HPF can handle both stages of the matrix based CEM or chemistry problems [Robinson:95a]. The matrix solution stage exploits fully the Fortran 90 array manipulation and clearly requires good compiler support for matrix and vector manipulation primitives. NPAC's experience with a production CEM code PARAMOM from the Syracuse Research Corporation is illuminating [Cheng:94c]. Both stages could be implemented on IBM SP-2 with specialized Fortran code for the matrix element generation joined to SCALAPACK based matrix solution [Choi:92c]. However, the CM-5 implementation was not so simple. The CMSSL library provided exceptional matrix solution with good use being made of the CM-5's vector nodes. However, the matrix element computation was not so straightforward. Performance on the CM-5 nodes was poor and required conversion of the original Fortran 77 to Fortran 90 to both exploit the vector nodes and link to CMSSL. However, whereas the Fortran 90 notation was very suitable for matrix manipulation, it is quite irrelevant for the matrix element generation stage---as already explained, this exploits the INDEPENDENT DO and not the array notation for explicit parallelism. Thus, we split the PARAMOM code into a metaproblem with two sub-problems corresponding to the two stages discussed above. Now we implemented each stage on the most appropriate architecture. The ``embarrassingly parallel'' Fortran 77 matrix element generation stage was run on a network of workstations, the equation solution stage used the optimized libraries on the CM-5 or SP-2. The linkage of these stages used AVS, but one could alternatively use many other coordination software approaches. We expect to test our use of World Wide Web technology WebWork [Fox:95a] on this example.

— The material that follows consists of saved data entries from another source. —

PR #951, opened 2023-04-17
Update adjust-selector-specificity.ts

nmn:
Uses a smaller `:not` rule to bump specificty.

### DIFF
--- a/plugins/postcss-cascade-layers/src/adjust-selector-specificity.ts
+++ b/plugins/postcss-cascade-layers/src/adjust-selector-specificity.ts
@@ -27,8 +27,8 @@ function generateNot(specificity: number) {
 
 	let list = '';
 	for (let i = 0; i < specificity; i++) {
-		list += ':not(#\\#)'; // something short but still very uncommon
+		list += '#\\#'; // something short but still very uncommon
 	}
 
-	return list;
+	return `:not(${list})`;
 }


romainmenke:
Hi @nmn, thank you for your contribution.

This change would break the cascade layers fallback for older browsers.
`:not()` with complex selector support is a recent feature.

Was there some issue in particular you are trying solve?

plugins/postcss-cascade-layers/src/adjust-selector-specificity.ts
```diff
@@ -27,8 +27,8 @@ function generateNot(specificity: number) {
 
 	let list = '';
 	for (let i = 0; i < specificity; i++) {
-		list += ':not(#\\#)'; // something short but still very uncommon
+		list += '#\\#'; // something short but still very uncommon
 	}
 
-	return list;
+	return `:not(${list})`;
```
romainmenke, line 33: breaks support for older browser versions : https://developer.mozilla.org/en-US/docs/Web/CSS/:not#browser_compatibility

romainmenke (changes requested):

romainmenke:
@nmn Going to close this pull requests because this change would limit the usefulness of the plugin, but please open an issue if there are any problems you are trying to solve.

nmn:
Looking at the MDN page, only selector “lists” seem to be a new feature. A repeated ID selector should work even in older browsers?

I will reopen once I can test support. Thanks!

romainmenke:
A repeated ID selector doesn't produce the right specificity, so that would definitely not work :)

You can test this by running `npm run build` and then `npm run test:browser`.
That will verify the plugin against the same sort of tests as Chrome, Safari, Firefox use to verify their native feature.

These tests will fail if you change the plugin to produce `:not(#\#, #\#)`

nmn:
@romainmenke My fix would have generated `:not(#\##\#)` and not `:not(#\#, #\#)` which has the right specificity.

However, I tested in Chrome 49 (as that is the oldest browser I need to support at work) and as stated, the double ID selector failed to work.

This is surprising to me because the new part of the specification is “selector lists” (many selectors separated by a comma). However, testing beats looking at specifications.

I guess the polyfill can’t be made any smaller!

Thanks for taking the time!

romainmenke:
The old version of `:not()` only supported a single simple selector, so only `:not(.foo)`, not `:not(.foo.bar)`, `:not(.foo, .bar)`, `:not(.foo > .bar)`, ...

It is true that the MDN labeling is confusing :)

PR #966, opened 2023-05-12
Fix indentation

igorbabko:


romainmenke:
Hi @igorbabko 

Can you elaborate a bit on what you are trying to solve?

For context, this example is actual output from the plugin and the plugin doesn't alter indents. So the generated output might look unformatted but it is what users of this plugin should expect.

romainmenke:
Closing because this is an unwanted change.

Feel free open an issue to discuss any problems you might be trying to solve here :)

igorbabko:
Hi @romainmenke !

Got it, thanks for the explanation 👍

PR #401, opened 2024-02-09
Display download bar in all cases and make the timeout configurable via an env var

maximlt:
We have observed two issues when files are downloaded in the *prepare* phase:

1. Responses without `Content-Length` lead to no download bar being displayed at all
2. Downloads longer than 10 minutes time out

This PR addresses 1) by displaying a progress bar in any case, so the user is aware of some sort of progress. They can also see if it hands and decide to abort if so.

image

2 isn't fully addressed, instead, the default timeout of 600s is made configurable via the `ANACONDA_PROJECT_DOWNLOADS_TIMEOUT` environment variable. I guess the best approach would be to implement a timeout that is raised only when nothing happens between receiving two chunks, instead of setting a global request timeout.

### DIFF
--- a/anaconda_project/internal/http_client.py
+++ b/anaconda_project/internal/http_client.py
@@ -31,6 +31,7 @@ class FileDownloader(object):
         self._client = None
         self._errors = []
         self._progress = None
+        self._progress_kwargs = None
 
     @gen.coroutine
     def run(self):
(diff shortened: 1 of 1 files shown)


maximlt:
@AlbertDeFusco I've been told to ping you! :)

This simple example illustrates three problem classes: embarrassingly parallel, synchronous and metaproblems, and associated machine and software architecture. There is an interesting software engineering issue. Typically, one would develop a single Fortran program for such a computational chemistry or electromagnetics problem. However, better is separate modules---in this case, one for each of two stages---for each part of problem needing different parallel computer treatment. In this way, we see the breakup of metaproblems into components, and use of systems such as AVS as helpful software engineering strategies [Cheng:92a;94d]. We have successfully used such an approach to produce an effective parallel version of the public domain molecular orbital chemistry code MOPAC [MOPAC:95a].
Not all chemistry computations have this structure. For instance, there is a set of applications such as AMBER and CHARMM that are based on molecular dynamics simulations, as described in Chapter 16 of [Fox:94a], [Ranka:92a]. These are typically loosely synchronous problems with each particle linked to a dynamic set of ``nearest neighbors'' combined with long-range nonbonded force computations. The latter can either use the synchronous algorithm or the faster, but complex loosely synchronous fast multiple or approaches [Barnes:86a], [Edelsohn:91b], [Goil:94a], [Goil:95a], [Greengard:87b], [Salmon:90a], [Singh:93a], [Sunderam:93a], [Warren:92b], [Warren:93a].